Advancing the safety of America’s highways is a top priority for the Federal Highway Administration (FHWA). Through roadway design, cost-effective countermeasures, and advanced analytical practices, the FHWA Office of Safety Research and Development supports this objective by encouraging the development and implementation of improvements, such as the safety edge, that exhibit real safety benefits for the driving public.

This study evaluated the safety effectiveness of the safety edge treatment in conjunction with resurfacing, a cost-effective safety improvement that can reduce crashes and fatalities. Development of the safety edge treatment was based on a need to reduce drop-off-related crashes and on engineering judgment. The evaluation utilized a before-after empirical Bayes analysis for determining a crash reduction factor for this roadway treatment. Furthermore, the study conducted a benefit-cost analysis to determine the advantages of applying this treatment to rural highways. This analysis of the safety edge highlights the benefits of a low-cost improvement through improved roadway design and evaluation.

This report will interest safety and highway agency engineers who have a shared responsibility for public safety and an interest in implementing low-cost roadway safety treatments.

Monique R. Evans
Director, Office of Safety
Research and Development

Notice

This document is disseminated under the sponsorship of the U.S. Department of Transportation in the interest of information exchange. The U.S. Government assumes no liability for the use of the information contained in this document. This report does not constitute a standard, specification, or regulation.

The U.S. Government does not endorse products or manufacturers. Trademarks or manufacturers' names appear in this report only because they are considered essential to the objective of the document.

Quality Assurance Statement

The Federal Highway Administration (FHWA) provides high-quality information to serve Government, industry, and the public in a manner that promotes public understanding. Standards and policies are used to ensure and maximize the quality, objectivity, utility, and integrity of its information. FHWA periodically reviews quality issues and adjusts its programs and processes to ensure continuous quality improvement.

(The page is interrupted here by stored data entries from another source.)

PR #20793, opened 2023-02-10
Prefer SvREFCNT_dec() to calling sv_free()

richardleach:
Nowadays, `Perl_sv_free()`  just does `SvREFCNT_dec()`, which is a macro wrapper for the simple inline
function `Perl_SvREFCNT_dec()`.

The first commit in this PR updates the apidoc for `Perl_sv_free` to reflect the reality that `SvREFCNT_dec`
is no longer a wrapper for `Perl_sv_free` and is probably now the preferred option.

The second commit replaces a few uses of `sv_free()` with `SvREFCNT_dec` in toke.c. Some `ASSUME()`
statements have been used to help compilers strip out some unnecessary checks in `Perl_SvREFCNT_dec`.
There may be some scope to improve some of the `ASSUMES()`.

### DIFF
--- a/sv.c
+++ b/sv.c
@@ -6584,8 +6584,7 @@ and free the body itself.  The SV's head is I<not> freed, although
 its type is set to all 1's so that it won't inadvertently be assumed
 to be live during global destruction etc.
 This function should only be called when C<REFCNT> is zero.  Most of the time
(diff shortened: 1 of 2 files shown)


leonerd (approved):
LGTM

PR #20797, opened 2023-02-10
S_do_chomp: remove unused svrecode SV

richardleach:
Some compilers might well be able to optimize this out, but might as well take it out completely.

### DIFF
--- a/pp.c
+++ b/pp.c
@@ -738,7 +738,6 @@ S_do_chomp(pTHX_ SV *retval, SV *sv, bool chomping)
     if (chomping) {
         if (s && len) {
             char *temp_buffer = NULL;
-            SV *svrecode = NULL;
             s += --len;
             if (RsPARA(PL_rs)) {
                 if (*s != '\n')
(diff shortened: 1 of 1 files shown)


pp.c
```diff
@@ -771,7 +770,7 @@ S_do_chomp(pTHX_ SV *retval, SV *sv, bool chomping)
                                is the buffer inside PL_rs, so don't free it.
                              */
                             assert (temp_buffer == rsptr);
-                            goto nope_free_sv;
+                            goto nope_free_nothing;
```
khwilliamson, line 773: I don't think this line belongs in this PR.  I haven't worked it out, but the comments seem to me to indicate that the current code is wrong, and the change is correct.  But I don't understand fully.

The rest of the PR is fine

demerphq: He removed svrecode, so nope_free_sv no longer makes sense (I think) as it seems to exist only to free svrecode. Am I missing something?

demerphq (approved):

pp.c
richardleach: Yes, that was the rationale and I thought that compilers might warn about an unused `nope_free_sv`.

FWIW `svrevcode` did used to get used, but that stopped being the case with https://github.com/Perl/perl5/commit/8df0e7a28b22521824d9a5d0d44f2b27d2955298

demerphq: Nod. I think its fine to merge this. 

Yves

Issue #7579, opened 2004-11-04
grep {/PATTERN/} is slow


p5pRT:
Migrated from [rt.perl.org#32331](https://rt-archive.perl.org/perl5/Ticket/Display.html?id=32331) (status was 'open')

Searchable as RT32331$

p5pRT:
### From @abigail

#### Created by @abigail



I would expect

&nbsp;    grep \{EXPR\} LIST

to be somewhat slower than 

&nbsp;    grep  EXPR\, LIST

For instance\, the following benchmark shows the block version to
be 5% slower&#8203;:

&nbsp;    use Benchmark qw /cmpthese/;

&nbsp;    our @&#8203;array = 101 \.\. 200;

&nbsp;    cmpthese \-2 => \{
&nbsp;        grep\_eq\_expr => '$&#8203;::a1 = grep  $\_ == 50\, @&#8203;&#8203;::array'\,
&nbsp;        grep\_eq\_blck => '$&#8203;::a2 = grep \{$\_ == 50\} @&#8203;&#8203;::array'\,
&nbsp;    \};

&nbsp;    \_\_END\_\_
&nbsp;                    Rate grep\_eq\_blck grep\_eq\_expr
&nbsp;    grep\_eq\_blck 28902/s           \-\-          \-5%
&nbsp;    grep\_eq\_expr 30282/s           5%           \-\-


If\, however\, the expression is a regexp\, things change drastically&#8203;:

&nbsp;    use Benchmark qw /cmpthese/;

&nbsp;    our @&#8203;array = 101 \.\. 200;

&nbsp;    cmpthese \-2 => \{
&nbsp;        grep\_re\_expr => '$&#8203;::b1 = grep  /^50$/\, @&#8203;&#8203;::array'\,
&nbsp;        grep\_re\_blck => '$&#8203;::b2 = grep \{/^50$/\} @&#8203;&#8203;::array'\,
&nbsp;    \};

&nbsp;    \_\_END\_\_
&nbsp;                    Rate grep\_re\_blck grep\_re\_expr
&nbsp;    grep\_re\_blck  6455/s           \-\-         \-69%
&nbsp;    grep\_re\_expr 20848/s         223%           \-\-

This difference in speed surprises me\.

It's not the fact that it's a regexp that's run inside a block\,
as a similar for loop doesn't show the huge difference&#8203;:

&nbsp;    use Benchmark qw /cmpthese/;

[...]

PR #20800, opened 2023-02-11
Perl_leave_adjust_stacks: don't make mortal copies of SvIMMORTAL SVs

richardleach:
SvIMMORTAL SVs cannot be prematurely freed and so there is no need
to create a mortal copy of them. They also will not leak, so there
is no need to add the SV* to the temp stack.

This was observed while looking at https://github.com/Perl/perl5/issues/7579,
where every scope exit from the regex block in `$​::b2 = grep {/^50$/} @​​::array`
currently involves creating a mortal copy of &PL_sv_no. With this PR, that
snippet doesn't create any such mortals and therefore has better performance.

Note: I'm only 95% sure about this one, so it needs careful review!

### DIFF
--- a/pp_hot.c
+++ b/pp_hot.c
@@ -5041,6 +5041,13 @@ Perl_leave_adjust_stacks(pTHX_ SV **from_sp, SV **to_sp, U8 gimme, int pass)
                     }
                 }
             }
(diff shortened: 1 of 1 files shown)


tonycoz:
I think it's reasonable.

Technical Report Documentation Page

1. Report No.

FHWA-HRT-11-024

2. Government Accession No.

3. Recipient's Catalog No.

4. Title and Subtitle

Safety Evaluation of the Safety Edge Treatment

5. Report Date

March 2011

6. Performing Organization Code:

440545878

7. Author(s)

J.L. Graham, K.R. Richard, M.K. O'Laughlin, and D.W. Harwood

8. Performing Organization Report No.

110495.1.001

9. Performing Organization Name and Address

MRIGlobal

425 Volker Blvd.

Kansas City, MO 64110

10. Work Unit No.

11. Contract or Grant No.

DTFH61-06-C-00013

12. Sponsoring Agency Name and Address

Federal Highway Administration

Turner-Fairbank Highway Research Center

Office of Safety Research and Development

6300 Georgetown Pike

McLean, VA 22101-2296

13. Type of Report and Period Covered

Final Report, 9/1/2006-7/31/2010

14. Sponsoring Agency Code

HRDS-20

15. Supplementary Notes

The FHWA Contracting Officer's Technical Representative (COTR) was Carol Tan, HRDS-20.

16. Abstract

Between periods of maintenance, pavement-edge drop-offs can form along the edge of highways. When a driver runs off the roadway, such drop-offs can hinder reentry and may lead to driver overcorrection, loss of control, or overturning on the roadway or roadside. The safety edge is a treatment that is implemented in conjunction with pavement resurfacing and is intended to help minimize drop-off-related crashes.

This report examines the safety effects, costs, and benefits of this low-cost treatment for two-lane and multilane rural highways. The safety research was conducted as an observational before-after evaluation of treated sites using the empirical Bayes method. The economic appraisal consisted of a benefit-cost analysis.

The safety evaluation found that the safety edge treatment appears to have a small positive crash reduction effect. The best effectiveness measure for the safety edge treatment was a 5.7 percent reduction in total crashes on rural two-lane highways. However, this result was not statistically significant. The economic analysis showed that the treatment is very inexpensive and that its application is highly cost-effective for a broad range of conditions on two-lane highways. Inconsistent results were found for rural multilane highways due to a small data sample.

17. Key Words

Safety edge, Pavement-shoulder drop-off, Pavement resurfacing, Run-off-road crash

18. Distribution Statement

No restrictions. This document is available through the National Technical Information Service, Springfield, VA 22161.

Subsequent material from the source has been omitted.